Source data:
Start of Block

PR #294, opened 2024-05-13
feat: add note informing users about having to buy external ticket

jonasbrunvoll:
Closes https://github.com/AtB-AS/kundevendt/issues/18065

### Background
As mentioned in the conversation, the same note informing the users out the need to buy tickets from other sources than in the app, should also be shown in the planner web.

> The booking phone number and/or URL is only shown if the booking status is "bookable", see https://github.com/AtB-AS/planner-web/blob/main/src/page-modules/assistant/details/trip-section/booking-section.tsx#L57. 
> 
> This is the same as what the app does. However, the app also has a note saying "This journey requires a ticket that is not available from this app, or must be purchased from a provider other than AtB." This doesn't answer all of the questions a customer might have, but it's some more information. A better approach could be to show the booking URL / phone number at all times, but if so we should probably update the app as well.
> 
> I suggest that we add the note from the app to the planner-web and then discuss with the designers at AtB how we can improve this in both the app and planner-web. 
> 
> <details>
> <summary>Screenshot of the OMS-app</summary>
> 
> Image
> 
> </details>
>   

 _Originally posted by @mortennordseth in [#17560](https://github.com/AtB-AS/kundevendt/issues/17560#issuecomment-2044238052)_

#### Illustrations
<details>

Image

</details>

### Proposed solution
Display the same message in planner web as already shown in the app.
 
### Acceptance Criteria
- [ ] The info box should appear the same way in panner-web as in the app.

### DIFF
--- a/src/page-modules/assistant/details/index.tsx
+++ b/src/page-modules/assistant/details/index.tsx
@@ -12,6 +12,9 @@ import { getInterchangeDetails } from './trip-section/interchange-section';
 import { getLegWaitDetails } from './trip-section/wait-section';
 import { useRouter } from 'next/router';
 import { tripQueryStringToQueryParams } from './utils';
+import { MessageBox } from '@atb/components/message-box';
+import { getBookingStatus } from '@atb/modules/flexible/utils';
+import { getOrgData } from '@atb/modules/org-data';
 
 export type AssistantDetailsProps = {
   tripPattern: TripPatternWithDetails;
@@ -34,6 +37,12 @@ export function AssistantDetails({ tripPattern }: AssistantDetailsProps) {
   if (tripSearchParams && router.query.filter) {
     tripSearchParams.append('filter', router.query.filter as string);
   }
+
+  const requireTicketBooking = tripPattern.legs.some(
+    (leg) =>
+      getBookingStatus(leg.bookingArrangements, leg.aimedStartTime, 7) !==
+      'none',
+  );
 
   return (
     <div className={style.container}>
@@ -72,6 +81,12 @@ export function AssistantDetails({ tripPattern }: AssistantDetailsProps) {
         </div>
       </div>
       <div className={style.tripContainer}>
+        {requireTicketBooking && (
+          <MessageBox
+            type="info"
+            message={t(PageText.Assistant.ticketBooking.globalMessage)}
+          />
+        )}
         {tripPattern.legs.map((leg, index) => (
           <TripSection
             key={index}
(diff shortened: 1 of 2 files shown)


src/translations/pages/assistant.ts
```diff
@@ -70,6 +70,13 @@ const AssistantInternal = {
       },
     },
   },
+  ticketBooking: {
+    globalMessage: _(
+      'Reisen krever billett som må kjøpes fra et annet selskap enn AtB.',
+      'This journey requires a ticket that must be purchased from provider other than AtB.',
```
adriansberg, line 76: Should there be an "a" before "provider"? I.e. 'This journey requires a ticket that must be purchased from a provider other than AtB.'

src/page-modules/assistant/details/index.tsx
```diff
@@ -35,6 +37,12 @@ export function AssistantDetails({ tripPattern }: AssistantDetailsProps) {
     tripSearchParams.append('filter', router.query.filter as string);
   }
 
+  const requireTicketBooking = tripPattern.legs.some(
```
adriansberg, line 40: Is the same done in the app to know if booking is required?

src/translations/pages/assistant.ts
jonasbrunvoll: Fixed some minor errors now. The text should be the same as in the app.

src/translations/pages/assistant.ts
```diff
@@ -70,6 +70,13 @@ const AssistantInternal = {
       },
     },
   },
+  ticketBooking: {
```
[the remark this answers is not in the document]
jonasbrunvoll: Updatet the location👍

src/page-modules/assistant/details/index.tsx
jonasbrunvoll: In the app, there is a function to check whether a leg in the trip requires a ticket that can not be must be bought through the app. https://github.com/AtB-AS/mittatb-app/blob/eb680679c754e8e56848ffe7983779c0794468ba/src/travel-details-screens/components/Trip.tsx#L106-L109.

The solution I used in this PR is pretty much the same approach to determine whether the BookingSection should appear. https://github.com/AtB-AS/planner-web/blob/a4453ced8626eba2d075255fe06146e06e1424a8/src/page-modules/assistant/details/trip-section/index.tsx#L75-L79

adriansberg (approved):
LGTM!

End of Block

» About this task
Give the data again in full, keeping every line as it was.

» Written answer
PR #294, opened 2024-05-13
feat: add note informing users about having to buy external ticket

jonasbrunvoll:
Closes https://github.com/AtB-AS/kundevendt/issues/18065

### Background
As mentioned in the conversation, the same note informing the users out the need to buy tickets from other sources than in the app, should also be shown in the planner web.

> The booking phone number and/or URL is only shown if the booking status is "bookable", see https://github.com/AtB-AS/planner-web/blob/main/src/page-modules/assistant/details/trip-section/booking-section.tsx#L57. 
> 
> This is the same as what the app does. However, the app also has a note saying "This journey requires a ticket that is not available from this app, or must be purchased from a provider other than AtB." This doesn't answer all of the questions a customer might have, but it's some more information. A better approach could be to show the booking URL / phone number at all times, but if so we should probably update the app as well.
> 
> I suggest that we add the note from the app to the planner-web and then discuss with the designers at AtB how we can improve this in both the app and planner-web. 
> 
> <details>
> <summary>Screenshot of the OMS-app</summary>
> 
> Image
> 
> </details>
>   

 _Originally posted by @mortennordseth in [#17560](https://github.com/AtB-AS/kundevendt/issues/17560#issuecomment-2044238052)_

#### Illustrations
<details>

Image

</details>

### Proposed solution
Display the same message in planner web as already shown in the app.
 
### Acceptance Criteria
- [ ] The info box should appear the same way in panner-web as in the app.

### DIFF
--- a/src/page-modules/assistant/details/index.tsx
+++ b/src/page-modules/assistant/details/index.tsx
@@ -12,6 +12,9 @@ import { getInterchangeDetails } from './trip-section/interchange-section';
 import { getLegWaitDetails } from './trip-section/wait-section';
 import { useRouter } from 'next/router';
 import { tripQueryStringToQueryParams } from './utils';
+import { MessageBox } from '@atb/components/message-box';
+import { getBookingStatus } from '@atb/modules/flexible/utils';
+import { getOrgData } from '@atb/modules/org-data';
 
 export type AssistantDetailsProps = {
   tripPattern: TripPatternWithDetails;
@@ -34,6 +37,12 @@ export function AssistantDetails({ tripPattern }: AssistantDetailsProps) {
   if (tripSearchParams && router.query.filter) {
     tripSearchParams.append('filter', router.query.filter as string);
   }
+
+  const requireTicketBooking = tripPattern.legs.some(
+    (leg) =>
+      getBookingStatus(leg.bookingArrangements, leg.aimedStartTime, 7) !==
+      'none',
+  );
 
   return (
     <div className={style.container}>
@@ -72,6 +81,12 @@ export function AssistantDetails({ tripPattern }: AssistantDetailsProps) {
         </div>
       </div>
       <div className={style.tripContainer}>
+        {requireTicketBooking && (
+          <MessageBox
+            type="info"
+            message={t(PageText.Assistant.ticketBooking.globalMessage)}
+          />
+        )}
         {tripPattern.legs.map((leg, index) => (
           <TripSection
             key={index}
(diff shortened: 1 of 2 files shown)


src/translations/pages/assistant.ts
```diff
@@ -70,6 +70,13 @@ const AssistantInternal = {
       },
     },
   },
+  ticketBooking: {
+    globalMessage: _(
+      'Reisen krever billett som må kjøpes fra et annet selskap enn AtB.',
+      'This journey requires a ticket that must be purchased from provider other than AtB.',
```
adriansberg, line 76: Should there be an "a" before "provider"? I.e. 'This journey requires a ticket that must be purchased from a provider other than AtB.'

src/page-modules/assistant/details/index.tsx
```diff
@@ -35,6 +37,12 @@ export function AssistantDetails({ tripPattern }: AssistantDetailsProps) {
     tripSearchParams.append('filter', router.query.filter as string);
   }
 
+  const requireTicketBooking = tripPattern.legs.some(
```
adriansberg, line 40: Is the same done in the app to know if booking is required?

src/translations/pages/assistant.ts
jonasbrunvoll: Fixed some minor errors now. The text should be the same as in the app.

src/translations/pages/assistant.ts
```diff
@@ -70,6 +70,13 @@ const AssistantInternal = {
       },
     },
   },
+  ticketBooking: {
```
[the remark this answers is not in the document]
jonasbrunvoll: Updatet the location👍

src/page-modules/assistant/details/index.tsx
jonasbrunvoll: In the app, there is a function to check whether a leg in the trip requires a ticket that can not be must be bought through the app. https://github.com/AtB-AS/mittatb-app/blob/eb680679c754e8e56848ffe7983779c0794468ba/src/travel-details-screens/components/Trip.tsx#L106-L109.

The solution I used in this PR is pretty much the same approach to determine whether the BookingSection should appear. https://github.com/AtB-AS/planner-web/blob/a4453ced8626eba2d075255fe06146e06e1424a8/src/page-modules/assistant/details/trip-section/index.tsx#L75-L79

adriansberg (approved):
LGTM!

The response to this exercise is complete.